Moreover, to the extent that those federal cases can be viewed as supporting standing in situations where petitioners allege an injury to use or recreation or “aesthetic interests,” they do not apply in this case. Here, the project site is not within the Pine Bush Preserve, but rather is private property located in a heavy commercial corridor. Unlike the Pine Bush Preserve, the project site is not used by petitioners—or the general public—for any purpose and it possesses no recreational value. The harm asserted by petitioners is a general harm that the project site may have on a completely different, recreational site, the Pine Bush Preserve. The majority’s holding, taken to its logical conclusion, results in Save the Pine Bush and its members having standing to sue whenever a project site, no matter where its location, may have a potential impact on animals and plants that happen to live in the Pine Bush.
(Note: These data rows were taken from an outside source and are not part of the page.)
PR #848, opened 2024-12-23
Fix `std::array<T,0>`

PeizeLin:
For `std::array<T,0>`, the `sizeof(array)!=0`.
Then bugs appear at
https://github.com/USCiLab/cereal/blob/master/include/cereal/types/array.hpp#L45
and
https://github.com/USCiLab/cereal/blob/master/include/cereal/types/array.hpp#L55 ,
since `array.data()` is `nullptr` for `std::array<T,0>`.

### DIFF
--- a/include/cereal/types/array.hpp
+++ b/include/cereal/types/array.hpp
@@ -42,13 +42,8 @@ namespace cereal
                           && std::is_arithmetic<T>::value, void>::type
   CEREAL_SAVE_FUNCTION_NAME( Archive & ar, std::array<T, N> const & array )
   {
-    ar( binary_data( array.data(), sizeof(array) ) );
+    ar( binary_data( array.data(), N*sizeof(T) ) );
   }
-
-  template <class Archive, class T> inline
-  typename std::enable_if<traits::is_output_serializable<BinaryData<T>, Archive>::value
-                          && std::is_arithmetic<T>::value, void>::type
-  CEREAL_SAVE_FUNCTION_NAME( Archive & ar, std::array<T, 0> const & array ) {}
 
   //! Loading for std::array primitive types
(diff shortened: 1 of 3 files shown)


AzothAmmo:
Do you mind adding a test case to `https://github.com/USCiLab/cereal/blob/master/unittests/array.hpp`?

PeizeLin:
> Do you mind adding a test case to `https://github.com/USCiLab/cereal/blob/master/unittests/array.hpp`?

OK, I've added the test cases.

sjrdc:
I would expect that the same kind of error occurs for valarray of size 0, vector of size 0, etc. Shouldn't you fix this in the handling of binary_data created of nullptr and size 0 by the archive class, rather than the specific type(s)? That way we have a generic solution for the situation.

PeizeLin:
> I would expect that the same kind of error occurs for valarray of size 0, vector of size 0, etc. Shouldn't you fix this in the handling of binary_data created of nullptr and size 0 by the archive class, rather than the specific type(s)? That way we have a generic solution for the situation.

I've checked that vector and valarray will not occur error.
It can be seen from
https://github.com/USCiLab/cereal/blob/master/include/cereal/types/vector.hpp#L45
https://github.com/USCiLab/cereal/blob/master/include/cereal/types/valarray.hpp#L47
The binary_data size is vector.size(), which is indeed 0.

But, perhaps we can change
`ar( binary_data( array.data(), sizeof(array) ) );`
to
`ar( binary_data( array.data(), N*sizeof(T) ) );`
@AzothAmmo Maybe this is a more generic solution?

sjrdc:
Great suggestion, or use data.size()

PeizeLin:
> Great suggestion, or use array.size()

updated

It is important to remember that petitioners have not been prevented from voicing their concerns about the project during the SEQRA process. Indeed, petitioners did just that. Early on, the Pine Bush Preserve Commission sent correspondence to the Common Council Zoning Committee identifying several points to be addressed by the environmental impact statement, as well as several recommendations and potential impacts on the Pine Bush. The members of Save the Pine Bush also had an *312opportunity to attend the public hearings and make public comment. Remembering that the courts’ role in reviewing the actions taken is a legal one—deciding whether the determination was made in violation of lawful procedure, was affected by an error of law or was arbitrary and capricious or an abuse of discretion (see Matter of Jackson v New York State Urban Dev. Corp., 67 NY2d 400 [1986])—the appropriate place for petitioner is in the proceedings before the lead agency and not, in all instances, before the court, where little is accomplished except delay.
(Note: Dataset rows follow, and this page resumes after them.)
PR #866, opened 2025-07-04
Update boost path in appveyor CI

stephematician:
Should be a relatively straightforward update to the Boost paths so that appveyor builds succeed.


redchairman:
您的邮件我已收到，谢谢合作！

AzothAmmo:
re-running CI but looks good

PR #872, opened 2025-09-14
Fix llvm20 compile issue in tuple.hpp

nindanaoto:
I encountered a compilation issue with my library using cereal when I tried to compile it with clang++-20.  GCC is still working fine, but it is not accepted by clang++-20. This PR introduces a minor change that fixes the issue. AFAIK, GCC is accepting this because of the bug. 
https://github.com/llvm/llvm-project/issues/94194


jarzec (approved):
LGTM
Explicit template specialization seems to be slightly safer and expresses intent better.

Consequently, I would hold that because petitioners assert only generalized claims of harm, no different than the public at large, they lack standing to challenge the City’s determination and therefore, I would dismiss this proceeding on that ground.
Chief Judge Lippman and Judges Ciparick, Graffeo and Jones concur with Judge Smith; Judge Pigott concurs in result in a separate opinion in which Judge Read concurs.
Order reversed, etc.
. Indeed, it is the petitioners that ask for a departure from the rule set out in Society of Plastics. Rather than arguing to this Court how they met the standing threshold, petitioners argue that the special harm requirement does not advance any policy goals of SEQRA, is too broad, and should not be applied in SEQRA cases.
. Those courts applied the traditional federal test to ascertain whether the plaintiffs had standing under the “case or controversy” jurisdictional limitation contained in article III of the US Constitution. They analyzed whether the plaintiffs could demonstrate (1) an “injury in fact”; (2) that is “fairly traceable to the challenged action of the defendant”; and (3) that it is likely that any injury would be redressed by a favorable judicial decision (Friends of Earth, Inc. v Laidlaw Environmental Services [TOC], Inc., 528 US 167, 180-181 [2000]; see also Lujan v Defenders of Wildlife, 504 US 555, 560-561 [1992]; Sierra Club v Morton, 405 US 727, 732-733 [1972]). Unlike here, no SEQRA statute was involved nor was any proof of a special harm required by the courts.